Directions:
Check each line of the records below and collect those holding "accountsToTrack".

Stored items:

-------

PR #1972, opened 2022-08-17
Only warn about inconsistent EIP-1559 gas prices on EIP-1559 gas networks

0xDaedalus:
This should clean up the logs a fair bit

### DIFF
--- a/background/lib/gas.ts
+++ b/background/lib/gas.ts
@@ -6,7 +6,11 @@ import Blocknative, {
   BlocknativeNetworkIds,
 } from "../third-party-data/blocknative"
 import { BlockPrices, EVMNetwork } from "../networks"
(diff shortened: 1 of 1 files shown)


background/lib/gas.ts
```diff
@@ -150,10 +154,16 @@ export default async function getBlockPrices(
     }
   }
 
-  if (feeData.maxPriorityFeePerGas === null || feeData.maxFeePerGas === null) {
+  EIP_1559_COMPLIANT_CHAIN_IDS.has(network.chainID)
```
jagodarybacka, line 157: hmmm, what is this line doing here?

0xDaedalus: Oof 😳

jagodarybacka (approved):
✅

PR #1973, opened 2022-08-17
Optimism - Live Transaction Fee Updates

0xDaedalus:
Currently we only get a transactions estimated L1 Rollup fee when the transaction is [first added](https://github.com/tallycash/extension/blob/optimism-live-gas-updates/background/services/chain/index.ts#L383).  This means that if a user leaves the `Sign Transaction` window open for a while without interacting with it the fee preview displayed may become out-of-sync with the real fee.  This PR attempts to alleviate that.

### To Test
- [ ] Open up the sign transaction screen on Optimism (For example from a Uniswap swap)
- [ ] Make a note of what the $ amount of the fee is
- [ ] Wait 2 minutes (or less if you've set the GAS_PRICE_POLLING_FREQUENCY env var to lower than 120)
- [ ] See the $ amount of the fee change

Note: If gas prices are stable on Ethereum this may look like its not working despite in fact updating.


background/main.ts
```diff
@@ -690,11 +696,33 @@ export default class Main extends BaseService<never> {
...
-      this.store.dispatch(
-        estimatedFeesPerGas({ estimatedFeesPerGas: blockPrices, network })
-      )
-    })
+    this.chainService.emitter.on(
+      "blockPrices",
+      async ({ blockPrices, network }) => {
+        if (network.chainID === OPTIMISM.chainID) {
+          const { transactionRequest: currentTransactionRequest } =
+            this.store.getState().transactionConstruction
```
0xDaedalus, line 704: I really do not like this but am not sure of a better way to figure out if a transactionRequest currently exists and if its on Optimism - any thoughts here?

mhluongo: Maybe you don't need to know! Can't you just dispatch the action, and handle this in the reducer?

mhluongo: In other words: just push the information periodically from the background script. Don't discriminate on whether we need it right this second, just like any other gas information... we need it constantly.

One day we'll probably want to have a way to slow stuff like that down, but it's way easier than adding a full request/response cycle or having the background script awkwardly "look into" the redux store like this

mhluongo (changes requested):
I think this is the wrong approach... I could be missing a resource constraint though

background/main.ts
0xDaedalus: The issue is that in order to retrieve the information from the background script we need access to the transaction's `input` so we need to maintain that state somewhere and retrieve.  Right now I believe that the only place we maintain it is in redux - so its a choice between maintaining and mirroring tx state in a service - or doing this awkward pulling - both are not great tradeoffs tbh.

mhluongo:
@Shadowfiend ideas here? This solution is ikrsome... maybe we need some sort of tx request subscription from the frontend?

background/main.ts
```diff
@@ -690,11 +695,33 @@ export default class Main extends BaseService<never> {
...
+          if (
+            currentTransactionRequest?.network.chainID === OPTIMISM.chainID &&
+            !isEIP1559EnrichedTransactionSignatureRequest(
```
jagodarybacka, line 706: Do I get it right that this won't be true when they will ship bedrock release? https://help.optimism.io/hc/en-us/articles/8309198945179-What-will-change-in-bedrock-

jagodarybacka: so will we have to fix it in the future or will it fall back to EIP1559 compatible code and will work out of the box 😂 ?

0xDaedalus: This particular line of code will need to be fixed in the future (we'll just need to remove it) - the rest of the EIP-1559 stuff _should_ more or less work out of the box but we will definitely need to do some testing to make sure that thats the case.

Shadowfiend: Not entirely clear on *why* we exclude EIP1559 here? Right now it can't be optimism AND EIP1559, right? Or is that me misunderstanding?

background/main.ts
```diff
@@ -690,11 +695,33 @@ export default class Main extends BaseService<never> {
...
+              currentTransactionRequest
+            )
+          ) {
+            // If there is a currently pending transaction request on Optimism,
+            // we need to update its L1 rollup fee as well as the current estimated fees per gas
+            const estimatedRollupFee =
+              await this.chainService.estimateL1RollupFee(
+                currentTransactionRequest.network,
+                currentTransactionRequest.input
+              )
```
Shadowfiend, line 716: It feels like we don't have to exit our current structure completely to handle this. In particular, we can change to:

```typescript
  estimatedFeesPerGas: {
    [ETHEREUM.chainID]: EstimatedGradedFeesPerGas | undefined
    [OPTIMISM.chainID]: EstimatedRollupFees | undefined
  }
```

And go from there in terms of structure.

In this scenario, the `estimatedFeesPerGas` action can become an async thunk that handles the L1 rollup fee lookup via a standard contract interaction through the internal provider.

background/main.ts
0xDaedalus: Good point - I think I had added it to satisfy the compiler at one point but looks like its no longer needed.

mhluongo (dismissed):

mhluongo:
Good with this as long as we're coming back to cover the tech debt later. Onward!

PR #3146, opened 2023-03-13
E2E Tests - Intercept posthog requests in e2e tests

hyphenized:
Prevents sending off `NEW_INSTALL` and other analytics events to posthog while executing e2e tests

## To Test
- [ ] Run e2e tests locally, go to posthog dashboard and confirm posthog isn't receiving events

Latest build: [extension-builds-3146](https://github.com/tahowallet/extension/suites/11530117254/artifacts/596450202) (as of Mon, 13 Mar 2023 17:22:51 GMT).


puppycodes:
Another way to approach this also might be to set a specific filter on the Posthog side and push an event so the e2e test is fully completed with Posthog api ping and all. By pushing a certain prop and filtering by it we can exclude it from normal analytics but also check its working.

https://posthog.com/tutorials/filter-internal-users

0xDaedalus (approved):

PR #3153, opened 2023-03-14
Delete accounts for a given network when removing that network.

0xDaedalus:
Since we rely on fetching existing accounts to set up initial state - if we have accounts on corresponding to a network without the corresponding network - our state setup fails on application load.  To prevent this - we should delete accounts for a given network along with the rpcUrls, base assets, and networks when removing the network.

### To Test
- [x] Flip on SUPPORT_CUSTOM_NETWORKS
- [x] Add a network
- [x] Remove that network
- [x] Reload the extension
- [x] You should not see a wall of errors in the console relating to the deleted network in the console.

Latest build: [extension-builds-3153](https://github.com/tahowallet/extension/suites/11549582999/artifacts/597842979) (as of Tue, 14 Mar 2023 12:16:27 GMT).


background/services/chain/db.ts
```diff
@@ -256,12 +256,21 @@ export class ChainDatabase extends Dexie {
...
           this.baseAssets.where({ chainID }).delete(),
           this.rpcUrls.where({ chainID }).delete(),
         ])
+
+        // @TODO - Deleting accounts inside the Promise.all does not seem
+        // to work, figure out why this is happening and parallelize if possible.
+        const accountsToTrack = await this.accountsToTrack
+          .toCollection()
+          .filter((account) => account.network.chainID === chainID)
+        return accountsToTrack.delete()
```
jagodarybacka, line 272: do we need to return anything from this function? Also n NFTs database I was not using `.toCollection` and did `.delete()` right after the filter, not sure if this has any significant effect, probably no 🤔

jagodarybacka (approved):
Works fine ✅ If needed let's refactor later

PR #3154, opened 2023-03-14
Switch to a given network if adding a network that is already added.

0xDaedalus:
Since a given dapp does not necessarily have a sense of what networks are supported within the wallet (and since some dapps rely exclusively on wallet_addEthereumChain) we should support the functionality of switching to a network when receiving a wallet_addEthereumChain message with a chainID that we already support.

### To Test
- [x] Navigate to chainlist.org
- [x] Add the Ethereum Network to wallet
- [x] You should not see a popup
- [x] Add the Avalanche Network to wallet
- [x] You should not see a popup
- [x] Open the wallet popover from the Taho icon—Avalanche Network should be selected.
- [x] In Application/Storage/IndexedDB/internal-ethereum-provider/currentNetwork - you should see the network of `https://chainlist.org` listed as `Avalanche`

Latest build: [extension-builds-3154](https://github.com/tahowallet/extension/suites/14040246805/artifacts/784146217) (as of Tue, 04 Jul 2023 02:33:28 GMT).


0xDaedalus:
Converting back to draft pending some product discussion

hyphenized:
I know this is a draft PR but this should fix the issue with the flaky test, the `wait for next tick` assertion broke because it relied too much on the structure of the code (and the # of macro tasks).
https://gist.github.com/hyphenized/4ce1e44767c9f320d9470e008242b0cd

background/services/provider-bridge/tests/index.unit.test.ts
```diff
@@ -172,5 +179,58 @@ describe("ProviderBridgeService", () => {
...
+          blockExplorerUrls: ["https://etherscan.io"],
+        },
+        "0xd8da6bf26964af9d7eed9e03e53415d37aa96045",
+        "some site",
+        "favicon.png",
+      ]
+
+      const { enablingPermission } = BASE_DATA
+
+      jest.spyOn(featureFlags, "isEnabled").mockImplementation(() => true)
```
hyphenized, line 200: I don't think this is causing any issues but we don't need to stub feature flags here anymore. n/b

-------

Exercise result:
+        const accountsToTrack = await this.accountsToTrack
+        return accountsToTrack.delete()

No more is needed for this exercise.